- INSTRUCTIONS FOR THE TASK -
Collect each line of the records containing the string "application".

- INPUT RECORDS -
PR #284, opened 2026-03-13
Implement C-wrapper-tool for time to 1st request measurements

### LINKED ISSUE #282: Reported/Measured startup times lower than those self-reported by Quarkus
When running the test `measure-time-to-first-request` on Quarkus I observe that the `timings` reported in the `metrics.json` file are lower than the ones self-reported by Quarkus which is counter-intuitive.

## metrics for time to first request

```
      "startup": {
        "timings": [
          39,
          32,
          40,
          32,
          41,
          32,
          31,
          42,
          33,
          33
        ],
        "avStartTime": 35.5
      },
```

## Quarkus self-reported startup-time

```
❯ grep started 20260311/run-time-initialize-resource-bundles/target-host/measure-time-to-first-request-quarkus3-native-*.log | cut -d ' ' -f 14-16
started in 0.083s.
started in 0.077s.
started in 0.076s.
started in 0.076s.
started in 0.076s.
started in 0.074s.
started in 0.076s.
started in 0.077s.
started in 0.078s.
started in 0.076s.
```

One would expect the time to first request to be greater or equal to the Quarkus reported startup time, as the application would only be able to handle a request after startup.

## Thoughts

I suspect that this is a side effect of the way the time to first request is measured in

https://github.com/quarkusio/spring-quarkus-perf-comparison/blob/d70657900560d78e5875564e080c794bc4021c49/scripts/perf-lab/main.yml#L359-L361

and

https://github.com/quarkusio/spring-quarkus-perf-comparison/blob/d70657900560d78e5875564e080c794bc4021c49/scripts/perf-lab/scripts/time-to-1st-request.sh#L13-L22

The scripts first issue the command to start the Quarkus application and only later get the start-time timestamp, so there is some delay there. Furthermore, the way the timestamp is obtained (including an if-statement and an echo) further reduces the accuracy of the start and end timestamps. The curl overhead is also something we might want to take in consideration although there is probably not much we can do.

I will try to perform some profiling on my Linux workstation (were I obtained the above numbers) and update this issue with data accordingly.

zakkak:
Fixes #282

### DIFF
--- a/scripts/perf-lab/scripts/time_to_1st_request.c
+++ b/scripts/perf-lab/scripts/time_to_1st_request.c
@@ -89,6 +89,7 @@ pid_t forkme(char *args[], const char *log_path, atomic_int *ready_flag) {
 			}
 		}
 		atomic_barrier(ready_flag);
+		*((long*)ready_flag) = now_nsec();
 		execvp(args[0], args);
 		// execvp only returns if there is an error
 		exit(1);
@@ -224,9 +225,10 @@ int main(int argc, char *argv[]) {
 		return 1;
 	}
 
-	// Create shared memory for atomic synchronization flag
-	atomic_int *ready_flag = mmap(NULL, sizeof(atomic_int), PROT_READ | PROT_WRITE,
-	                               MAP_SHARED | MAP_ANONYMOUS, -1, 0);
+	// Create shared memory for atomic synchronization flag and timestamp. We
+	// use the same memory for both, so we allocate space for the bigger one
+	atomic_int *ready_flag = mmap(NULL, sizeof(atomic_int) > sizeof(long) ? sizeof(atomic_int) : sizeof(long),
+								   PROT_READ | PROT_WRITE, MAP_SHARED | MAP_ANONYMOUS, -1, 0);
 	if (ready_flag == MAP_FAILED) {
 		perror("mmap");
 		free(cmd_copy);
@@ -296,6 +298,7 @@ int main(int argc, char *argv[]) {
 
 	freeaddrinfo(res);
 
+	start_time = *((long*)ready_flag);
 	printf("http_code=%d attempts=%d elapsed=%ld ns\n", code, attempts, end_time - start_time);
 
 	// Clean up: kill child process


scripts/perf-lab/main.yml
```diff
@@ -355,22 +355,15 @@ scripts:
       then:
         - queue-download: ${{REPO_DIR}}/logs/measure-time-to-first-request-${{RUNTIME.name}}-${{ITERATION}}.log
         - script: start-test-services
+        - sh: make -C ${{HELPER_SCRIPTS_DIR}}
         - script: sync-drop-fs-cache
-        - sh: ${{RUNTIME.runCmd}} &>${{REPO_DIR}}/logs/measure-time-to-first-request-${{RUNTIME.name}}-${{ITERATION}}.log &
-        - sh: APP_PID=$!
-        - sh: timeout 60s bash -c "taskset --cpu-list ${{config.resources.cpu.1st_request}} ${{HELPER_SCRIPTS_DIR}}/time-to-1st-request.sh ${{TARGET_URL}}"
+        - sh: ${{APP_CMD_PREFIX}} ${{HELPER_SCRIPTS_DIR}}/time_to_1st_request "${{RUNTIME.runCmd}}" "${{REPO_DIR}}/logs/measure-time-to-first-request-${{RUNTIME.name}}-${{ITERATION}}.log" "${{TARGET_URL}}" 60
```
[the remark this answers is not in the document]
franz1981: And with quarkus we cannot afford to taskset it later, because tons of JVM ergonomics depends by the number if core perceives at startup

scripts/perf-lab/scripts/time_to_1st_request.c
```diff
@@ -0,0 +1,310 @@
...
+			// Redirect stdout and stderr to log file
+			int log = open(log_path, O_WRONLY | O_CREAT | O_TRUNC, 0644);
+			if (log != -1) {
+				dup2(log, STDOUT_FILENO);
+				dup2(log, STDERR_FILENO);
+				close(log);
+			}
+		}
+		atomic_barrier(ready_flag);
+		execvp(args[0], args);
```
franz1981: The barrier ensures that both the child and the parent "go" at the same time, but start_time is recorded by the parent **after** the barrier. This means the measurement doesn't  start at the exact moment before execvp() — it starts slightly later, after the parent's own post-barrier overhead (now_nsec() + entering the loop + socket()).                                    

On very fast startups, this overhead could matter.

A more precise approach: have the child write now_nsec() into shared memory right before calling execvp(), and have the parent use that value as the start time. 
This way the measurement is anchored to the child's perspective, and the parent's post-barrier overhead becomes irrelevant.

edeandrea: All of this is making me appreciate Java's higher level concurrency constructs :)

zakkak:
`bash` implementation proposed in https://github.com/quarkusio/spring-quarkus-perf-comparison/pull/317

PR #37, opened 2015-10-21
Don't require key pair name

bburtin:
Make --key a hidden option.  It's no longer required to launch the
encryptor node, and is only used for development.

Change-Id: I834c9c1d4a8be0547820acb4177514f9902faa30


mpage:
LGTM :+1:

PR #41, opened 2015-10-22
Break out encrypt ami into own module

berndtbrkt:
Allows for library usage.  Also, provides a better organization
for future functionality.


bburtin:
Looks good.  My only reaction is that we shouldn't mix command line parsing with application logic.  I would either leave the command line parsing code in __init__.py or move it into a separate module.  Also, a couple of nits:

1) Can you rename any formerly-private functions in encrypt_ami that are called from __init__, so that they aren't prefixed with "_"?
2) If it's convenient, see if there's a way to factor out the VERSION variable.  Currently there are two version strings: one in __init__.py and one in setup.py.  I tried to combine them, but ran into circular dependency issues.  This could be a good opportunity to clean this up.

bburtin:
LGTM.

PR #45, opened 2015-10-26
Make the --key argument optional

bburtin:
The refactoring work in commit 72eaa85ebe15d3953f697476a592d9b0d94d5662
reverted the recent change to the --key argument and made it a required
argument.  Make --key a hidden, optional argument again.


bburtin:
That's a good point.  I'll do that now.

bburtin:
Closing and reopening a new pull request that makes both arguments hidden.

PR #48, opened 2015-10-26
Handle empty AWS API responses

bburtin:
The AWS API can occasionally return an empty result set instead of an
API error.  Detect this case and raise an EC2ResponseError, to avoid a
"list index out of range" exception.

### DIFF
--- a/brkt_cli/service.py
+++ b/brkt_cli/service.py
@@ -174,6 +174,19 @@ def retry_boto(error_code_regexp, max_retries=5, initial_sleep_seconds=0.25):
     return retry_decorator
 
 
+def _get_first_element(list, error_status):
+    """ Return the first element in the list.  If the list is empty, raise
+    an EC2ResponseError with the given error status.  This is a workaround
+    for the case where the AWS API erroneously returns an empty list instead
+    of an error.
+    """
+    if list:
+        return list[0]
+    else:
+        raise EC2ResponseError(
+            error_status, 'AWS API returned an empty response')
+
+
 class AWSService(BaseAWSService):
 
     def __init__(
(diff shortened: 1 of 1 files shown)


brkt_cli/service.py
```diff
@@ -362,7 +390,14 @@ def delete_security_group(self, sg_id):
             raise Exception('Unknown error while deleting security group')
 
     def get_key_pair(self, keyname):
```
berndtbrkt: why isn't there a retry on this?

brkt_cli/service.py
```diff
@@ -231,7 +231,14 @@ def run_instance(self,
...
     def get_instance(self, instance_id):
-        return self.conn.get_only_instances([instance_id])[0]
+        instances = self.conn.get_only_instances([instance_id])
+        if not instances:
+            # Handle the AWS API incorrectly returning an empty response.
+            raise EC2ResponseError(
+                'InvalidInstanceID.NotFound',
+                'AWS API returned an empty response'
+            )
+        return instances[0]
```
berndtbrkt: I feel like this could be refactored a bit.  Maybe create a function which attempts to return the first item, or raise an error:

def get_only_ec2_resource(resources, error_msg)

It's probably fine as-is, it just seems like a lot of boilerplate.

brkt_cli/service.py
bburtin: It's incidental.  We don't create key pairs during the encryption process, so there's no need to retry.  If we retried, it would create a 7-second-long delay when the user specifies an invalid key pair name on the command line.  I know the code seems inconsistent.  Let me know if you have suggestions on improving it.

brkt_cli/service.py
bburtin: Good point.  Let me see if there's a way to consolidate the logic.

PR #49, opened 2015-10-27
Add setup.cfg

bburtin:
This file is needed for submitting to PyPI.


bburtin:
Danny verified that pip install works.  Merging.

PR #50, opened 2015-10-27
Update README.md

bburtin:
Remove the GitHub URL from pip install instructions.  It's no longer necessary, now that brkt-cli is on PyPI.


bburtin:
Danny verified that pip install works.  Merging.

PR #54, opened 2015-11-03
Propagate ephemeral drive mappings

bburtin:
Copy ephemeral drive mappings from the source AMI, instead of using
hardcoded device paths.


bburtin:
I had to manually merge Marcel's change because the code moved to encrypt_ami.py.

PR #56, opened 2015-11-09
Updates reference VPC to include egress on 7001/2

robertabbott:
The brkt HSMProxy and API are now accessed via ports
7001 and 7002 respectively. This commit updates the
reference VPC to enable egress on ports 7001 and
7002

### DIFF
--- a/reference_templates/vpc-dual-az-with-nat.py
+++ b/reference_templates/vpc-dual-az-with-nat.py
@@ -217,7 +217,8 @@ public_egress_acl_entries = [
     ('PublicAllowHTTPOut', 110, 6, 80, '0.0.0.0/0'),
     ('PublicAllowTCPResponsesOut', 120, 6, (1024, 65535), '0.0.0.0/0'),
     ('PublicAllowSSHToPrivateInstances', 130, 6, 22, vpc_cidr),
-    ('PublicAllowNTPOut', 140, 17, 123, '0.0.0.0/0')
+    ('PublicAllowNTPOut', 140, 17, 123, '0.0.0.0/0'),
+    ('PublicAllowBrktOut', 150, 6, (7001, 7002), '0.0.0.0/0')
 ]
 for entry in public_egress_acl_entries:
     add_public_egress_acl_entry(*entry)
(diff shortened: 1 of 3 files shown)


reference_templates/vpc-dual-az-with-nat.py
```diff
@@ -217,7 +217,9 @@ def add_private_egress_acl_entry(name, number, proto, port, dst_cidr):
     ('PublicAllowHTTPOut', 110, 6, 80, '0.0.0.0/0'),
     ('PublicAllowTCPResponsesOut', 120, 6, (1024, 65535), '0.0.0.0/0'),
     ('PublicAllowSSHToPrivateInstances', 130, 6, 22, vpc_cidr),
-    ('PublicAllowNTPOut', 140, 17, 123, '0.0.0.0/0')
+    ('PublicAllowNTPOut', 140, 17, 123, '0.0.0.0/0'),
+    ('PublicAllowBrktHSM', 150, 6, 7001, '0.0.0.0/0'),
```
bobveznat: This can be s/7001/(7001, 7002)/ (it takes a tuple for port range) and delete rule 160.

bobveznat:
Thanks for giving this a shot. You need a few more rules. When I think about this I start at the node that's making the request and imagine where the packets go. Assume the instance is in the private subnet.

The packet must leave the private subnet (private egress) on its way to the NAT. It must then enter the public subnet (public ingress). Once within the public subnet it must enter the NAT instance (nat security group). The NAT instance does its NATing, and passes the packet towards the igw (public egress).

Now our packet has reached the API server. We need to handle the response.

First, the response packet enters the public subnet (public ingress), then the instance (the NAT sg, security groups are stateful though so no rules are required here). Then the instance passes the packet back towards the private subnet (public subnet egress, private subnet ingress).

So you need all of those. A lot of the rules are already in there (the allow tcp responses rules handle a lot of your replies). In general look at where port 443 is in there and mimic it for 7001, 7002. You need the same ones.

robertabbott:
Updated it with rules for private subnet egress, public subnet ingress, NAT instance ingress and public subnet egress.

bobveznat:
This looks better. Have you deployed this and launched an instance in it to verify connectivity?

robertabbott:
yes. I launched a metavisor instance and it was able to talk out to Yeti

PR #57, opened 2015-11-11

bburtin:
This is an initial code review, just to validate the approach.  Before
merging, we need to finalize the EULA text and update the integration
tests to pass the username and password to the CLI.

Add --username (required) and --password (optional) arguments to brkt-
cli.  If --password is not specified, prompt the user for the password.
EULA text.  The user must type the word "yes" (case-insensitive) in
order to accept the EULA.

service API.


bburtin:
The change to the version code in setup.py is cruft.  I'll fix it.

setup.py
```diff
@@ -15,7 +15,7 @@
 import re
 from setuptools import setup
 
-version = ''
+version = '0.9.4'
```
bburtin: This is cruft.  I'll remove it in the next pull request.

bburtin:
Will open another pull request with the latest code.

PR #58, opened 2015-11-12

bburtin:
This is an initial code review, just to validate the approach.  Before
merging, we need to finalize the eval agreement URL and update the
integration tests to pass the username and password to the CLI.

Add --username (required) and --password (optional) arguments to brkt-
cli.  If --password is not specified, prompt the user for the password.
EULA text.  The user must type the word "yes" (case-insensitive) in
order to accept the EULA.

service API.


bburtin:
Closing, will reopen with the next version of the code.

PR #60, opened 2015-11-13

bburtin:
Add the following options at the top level of the brkt command:

--username (required)
--password (optional)
--api-root (hidden, development only)
--no-verify-cert (hidden, development only)

brkt-cli now authenticates with the Bracket service before doing
any work.

If --password is not specified, prompt the user for the password.
EULA text.  The user must type the word "YES" (case-insensitive) in
order to accept the EULA.

service API.


berndtbrkt:
Any thought about accepting api keys (as env vars) instead of requiring username/password?  You could make the username/password required if the keys are not present.

bburtin:
Honestly I don't know what combination of environment variables, config files, command line options, and prompting is best.  Let me do some more research.  If someone knows of an established convention, please let me know.

bburtin:
The MySQL docs discourage using environment variables: "This method of specifying your MySQL password must be considered extremely insecure and should not be used. Some versions of ps include an option to display the environment of running processes."

https://dev.mysql.com/doc/refman/5.7/en/password-security-user.html

Can we keep the current scheme and add support for a config file in a subsequent commit?

bburtin:
Closing and reopening to resolve conflict with master.

PR #179, opened 2016-03-28
Load proxy.yaml from a file

bburtin:
Add a --proxy-config-file option to the encrypt-ami subcommand.  This
allows the user to pass in the entire proxy.yaml file, when specifying
proxies as host:port is not enough.


dramdass:
Looks good to me!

- FINAL ANSWER -
One would expect the time to first request to be greater or equal to the Quarkus reported startup time, as the application would only be able to handle a request after startup.
The scripts first issue the command to start the Quarkus application and only later get the start-time timestamp, so there is some delay there. Furthermore, the way the timestamp is obtained (including an if-statement and an echo) further reduces the accuracy of the start and end timestamps. The curl overhead is also something we might want to take in consideration although there is probably not much we can do.
Looks good.  My only reaction is that we shouldn't mix command line parsing with application logic.  I would either leave the command line parsing code in __init__.py or move it into a separate module.  Also, a couple of nits:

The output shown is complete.